====== SUPPLIED RECORDS ======

Issue #386, opened 2011-09-24
JFile::write() uses $buffer by reference


Denitz:
Why ?
public static function write($file, &$buffer...

We can't have this code:
JFile::write('somefile.php', 'text');

Fatal error: Cannot pass parameter 2 by reference...

mahagr:
I've also hit this "feature" when trying to create dummy html file into empty directory. It works perfectly in J!1.5 but not in J!1.7, which makes the function not to be backwards compatible -- and there's no documentation that the API has changed.

eddieajau:
The reference is probably there to save on memory (JFile is notorious for consuming it).

PR #681, opened 2011-12-30
Add ability to use any context with setMetaData & getMetaData

ghost:
JDocument/setMetaData  is currently limited to the name and http-equiv contexts.
http://docs.joomla.org/JDocument/setMetaData

In HTML5 the meta tag also now excepts the 'itemprop' and 'charset' contexts. Other specs such as Open Graph use custom meta tag contexts like 'property'.

To add support for these new and future uses of the meta tag, I'd like to propose making the third argument of JDocument/setMetaData a mixed value (boolean (legacy) ~ string).

_HTML5 Microdata - itemprop_
http://www.whatwg.org/specs/web-apps/current-work/multipage/semantics.html#the-meta-element

_Open Graph - property (Non-Valid)_
http://ogp.me/


realityking:
I don't think this is the right solution.

For charset we already have a dedicated function. We just need to get a HTML5 switch for the renderer to take care of the new ways.

As for itemprop, that would be more interesting. Personally I'd kinda like to take the wait and see approach on the Microdata/RDFa stuff and come up with a more unified approach until we start modifying API.

bigbangireland:
Thanks Rouven,

Is there a discussion going on about Joomla and HTML5 or is there a thread I may have missed that you could point me to? It had been discussed on the ideas forum but nothing seemed to come of it. goo.gl/g1md6

It's not a mater of if microdata will be the standard, but when. The when will be affected by how quickly platforms such as Joomla adapt it. Google, Bing and Yahoo are all pushing microdata with schema.org. http://goo.gl/OfZcr

Just because contexts such as 'property' (Open Graph / Facebook) are not valid, doesn't mean they are not used. In fact OG metatags are widely used in Joomla installations. This pull request would at least add the ability to group all metatags neatly.

realityking:
Right, I didn't get to add that (very simple) code in time for the PBF event. I got sidetracked by RL stuff and had other priorities on my J! work.

Since I had to do a JDocument pull request today anyways I've added the code for it there. It's #386. If we get lucky it gets merged in time for 2.5.

bigbangireland:
Cheers Rouven

bigbangireland:
Sorry about that @joomla-jenkins new to this pull request stuff ;)

Changes reverted.

chdemko:
@bigbangireland The pull request cannot be merged

LouisLandry:

PR #791, opened 2012-01-24
Deprecating JRequest in favour of JInput usage

Dj83:
Beginning the process of switching from JRequest to JInput in the Platform. If all files are not ready to use JInput please someone throw me a heads up... otherwise I will continue to change them as I see them.

Thanks all

### DIFF
--- a/libraries/joomla/application/application.php
+++ b/libraries/joomla/application/application.php
@@ -278,7 +278,9 @@ class JApplication extends JObject
 		$router = $this->getRouter();
 		$result = $router->parse($uri);
 
-		JRequest::set($result, 'get', false);
+		foreach($result as $key=>$value){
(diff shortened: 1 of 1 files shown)


libraries/joomla/application/application.php
```diff
@@ -278,7 +278,9 @@ public function route()
 		$router = $this->getRouter();
 		$result = $router->parse($uri);
 
-		JRequest::set($result, 'get', false);
+		foreach($result as $key=>$value){
```
robschley, line 281: To comply with the style rules, this should be rewritten to be:

foreach ($result as $key => $value)
{
...

realityking:
@Dj83 If you fix the code style issues (http://elkuku.github.com/pulltester/pulls/791) that were found we can get this merged.

PR #792, opened 2012-01-24
Fix bug in countMenuChildren

katalystsol:
$query was generating an undefined variable error notice and then a fatal error notice because it is not defined previously in that method. After changing that on my site, which I had just upgraded to 2.5.0, it started working again.

### DIFF
--- a/libraries/joomla/document/html/html.php
+++ b/libraries/joomla/document/html/html.php
@@ -493,7 +493,7 @@ class JDocumentHTML extends JDocument
 			$active = $menu->getActive();
 			if ($active)
 			{
-				$query = dbo->getQuery(true);
+				$query = $dbo->getQuery(true);
 				$query->select('COUNT(*)');
 				$query->from('#__menu');
 				$query->where('parent = ' . $active->id);
--- a/libraries/joomla/document/html/html.php
+++ b/libraries/joomla/document/html/html.php
@@ -493,11 +493,11 @@ class JDocumentHTML extends JDocument
 			$active = $menu->getActive();
 			if ($active)
 			{
-				$query->getQuery(true);
-				$query->select('COUNT(*)');
-				$query->from('#__menu');
-				$query->where('parent = ' . $active->id);
-				$query->where('published = 1');
+				$dbo->getQuery(true);
+				$dbo->select('COUNT(*)');
+				$dbo->from('#__menu');
+				$dbo->where('parent = ' . $active->id);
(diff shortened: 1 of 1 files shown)


libraries/joomla/document/html/html.php
```diff
@@ -493,11 +493,11 @@ public function countMenuChildren()
 			$active = $menu->getActive();
 			if ($active)
 			{
-				$query->getQuery(true);
```
mbabker, line 496: This line should read `$query = $dbo->getQuery(true);`.  The next 4 lines shouldn't need to be changed afterwards.

katalystsol, line 496: Thanks. I just tested that on my site and it works with only changing the one line. Do I need to change this pull request then?

mbabker, line 496: Yes.  Just update the file again and push the change and the pull request
will automatically update.

On 1/24/12 6:37 PM, "Don Cranford"
<reply+p-380497-462b1bc4a0c192e2c9834bb809e9c307f2312f33-368545@reply.githu
b.com> wrote:

katalystsol, line 496: I updated the file. Thanks for your help.

katalystsol:
@joomla-jenkins ... I'm not sure what you're referring to. If I did something wrong, let me know. I'd like to learn how to work with this... The docs.joomla didn't say anything about a test log.

mbabker:
That is an automated test account to run the unit tests and code style rules.  The unit tests most likely failed because of the first change you made.  It looks like the tests will still fail as you've forgotten the $ on the `$query = $dbo->getQuery(true);` line.

katalystsol:
Ok. Thanks. I've corrected the line. I'm guessing the 165 warnings are from the rest of the file?

mbabker:
The full repository.  All warnings that are being worked on.

On 1/24/12 8:55 PM, "Don Cranford"
<reply+i-2953661-0b060b7a03a0026bdc57d3cbe398a0ef3e45461f-368545@reply.gith
ub.com> wrote:

eddieajau:
Good catch. Merged.

imarklee:
Hey, this patch doesn't seem to be included in 2.5.6 .

realityking:
This is fixed in Joomla 3.0 alpha 1. If you need the fix in an older version please file a bug on the CMS tracker and link to this pull request.

PR #794, opened 2012-01-25
JInput implements Serializable

robschley:
Updated JInput to implement Serializable so that you can serialize an input and it will copy the current request environment into the object before serializing. This allows you to unserialize the object and retrieve the original request environment.


LouisLandry:
This is kick-ass. :+1:

PR #797, opened 2012-01-26
Deprecate JController::authorise

mbabker:
Without the other code from JController that has been removed as deprecated, JController::authorise() really has no function any longer.  I've deprecated it and removed its only use in JController::execute().

### DIFF
--- a/libraries/joomla/application/component/controller.php
+++ b/libraries/joomla/application/component/controller.php
@@ -695,8 +695,7 @@ class JController extends JObject
 		// Record the actual task being fired
 		$this->doTask = $doTask;
 
-		$retval = $this->$doTask();
-		return $retval;
+		return $this->$doTask();
 	}
 
 	/**
--- a/libraries/joomla/application/component/controller.php
+++ b/libraries/joomla/application/component/controller.php
@@ -469,28 +469,11 @@ class JController extends JObject
 	 * @return  boolean  True if authorised
 	 *
 	 * @since   11.1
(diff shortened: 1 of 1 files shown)


libraries/joomla/application/component/controller.php
```diff
@@ -712,16 +695,8 @@ public function execute($task)
...
-		{
-			$retval = $this->$doTask();
-			return $retval;
-		}
-		else
-		{
-			return JError::raiseError(403, JText::_('JLIB_APPLICATION_ERROR_ACCESS_FORBIDDEN'));
-		}
+		$retval = $this->$doTask();
+		return $retval;
```
jonnsl: return $this->$doTask();
???

mbabker: I left the conditional code as is, but it honestly looks funny anyways as `$this->$doTask();`... why the $ in front of doTask?

jonnsl: http://php.net/manual/en/functions.variable-functions.php
I was trying to say that you don't need to store the value returned by the function in a variable just to return that value on the next line, you can do in just one line

``` php
return $this->$doTask();
```

mbabker: Went ahead and changed it.

LouisLandry:
Thanks a bunch for this work you are doing Michael.  It's very much appreciated -- and we'll get through the other requests as soon as we can.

======

EXERCISE AIM >>
In the entries above, work out how many lines contain the string "because", and give only that number.

RESULT >>
3